Hacker News new | ask | show | jobs
by hibikir 2538 days ago
Hi Dave, you probably won't remember me (we only spent about 2 months together in Stripe), but I bet Mr Larson remembers.

The first question is who is this written for: It lacks the detail I would write for the incident review meeting audience, while lacking a simpler story for the non technical. As it is at the time I read it, I don't think it aims any audience very well.

I understand that the level of detail of the internal report might be excessive for the internal report, but if technical readers are the target, some more details would have helped. For example the monitoring details that Will described in another thread are a key missing detail that, if anything, would make Stripe look better, as problems like that happen all the time.

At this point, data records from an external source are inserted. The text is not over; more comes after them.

PR #7328, opened 2024-07-15
Fix EL function behavior for null values

jpbempel:
# What Does This Do
Change behavior to send evaluation error when value is null for
- len/count
- hasAny
- hasAll
- isEmpty
- index
- string predicates (startsWith, endsWith, contains, matches)

# Motivation
Conformance with other client libraries

# Additional Notes

Jira ticket: [DEBUG-2487]

[DEBUG-2487]: https://datadoghq.atlassian.net/browse/DEBUG-2487?atlOrigin=eyJpIjoiNWRkNTljNzYxNjVmNDY3MDlhMDU5Y2ZhYzA5YTRkZjUiLCJwIjoiZ2l0aHViLWNvbS1KU1cifQ

### DIFF
--- a/dd-java-agent/agent-debugger/debugger-el/src/main/java/com/datadog/debugger/el/expressions/HasAnyExpression.java
+++ b/dd-java-agent/agent-debugger/debugger-el/src/main/java/com/datadog/debugger/el/expressions/HasAnyExpression.java
@@ -1,5 +1,7 @@
 package com.datadog.debugger.el.expressions;
 
+import com.datadog.debugger.el.EvaluationException;
+import com.datadog.debugger.el.PrettyPrintVisitor;
 import com.datadog.debugger.el.Value;
 import com.datadog.debugger.el.Visitor;
 import com.datadog.debugger.el.values.ListValue;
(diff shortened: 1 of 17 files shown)


dd-java-agent/agent-debugger/debugger-el/src/main/java/com/datadog/debugger/el/expressions/HasAnyExpression.java
```diff
@@ -24,15 +26,17 @@ public HasAnyExpression(
   @Override
   public Boolean evaluate(ValueReferenceResolver valueRefResolver) {
     if (valueExpression == null) {
-      return Boolean.FALSE;
+      throw new EvaluationException(
+          "Cannot evaluate the expression for null value", PrettyPrintVisitor.print(this));
     }
     Value<?> value = valueExpression.evaluate(valueRefResolver);
     if (value.isUndefined()) {
```
shatzi, line 33: nit: we now have multiple locations that check for isUndefined and isNull and throw the same error. maybe we can create throwIfNullOrUndefined(value) - so we don't need to repeat this multiple times.

dd-java-agent/agent-debugger/debugger-el/src/test/java/com/datadog/debugger/el/ProbeConditionTest.java
```diff
@@ -265,7 +269,21 @@ class Obj {
     assertTrue(probeCondition.execute(ctx));
   }
 
-  private static ProbeCondition load(String resourcePath) throws IOException {
+  @Test
+  public void nullExpressions() {
```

I bet there are more details that are equally useful that would be in an internal report that would not reveal delicate information. In general, the only reason I could follow the document well is that I remember how the Stripe storage system worked last year, and I could handwave a year worth of changes. Since this part of the Stripe infrastructure is relatively unique, it's difficult to understand from the outside, and looks as if it doesn't have enough information.

In particular, the remediations say very little that is understandable from the outside: Most of the text could apply to pretty much any incident on a storage of queuing subsystem I was ever a part of: More alerts, an extra chart in an ever growing dashboard, some circuit breakers to deal with the specific failure shape... It's all real, but without details, it says very little.

I understand why you might not want to divulge that level of detail though. If we want fewer details, then the article could cut all kinds of low-information sections, and instead focus more on the response, and the things that will be changed in the future. The most interesting bit about this is the quick version rollback, which, in retrospect, might not have been the right call. A more detailed view of the alternatives, And why the actions that ultimately led to the second incident were made would be enlightening, and would humanize the piece.

Thank you for not just providing a public root cause analysis, but coming here to discuss it in HN.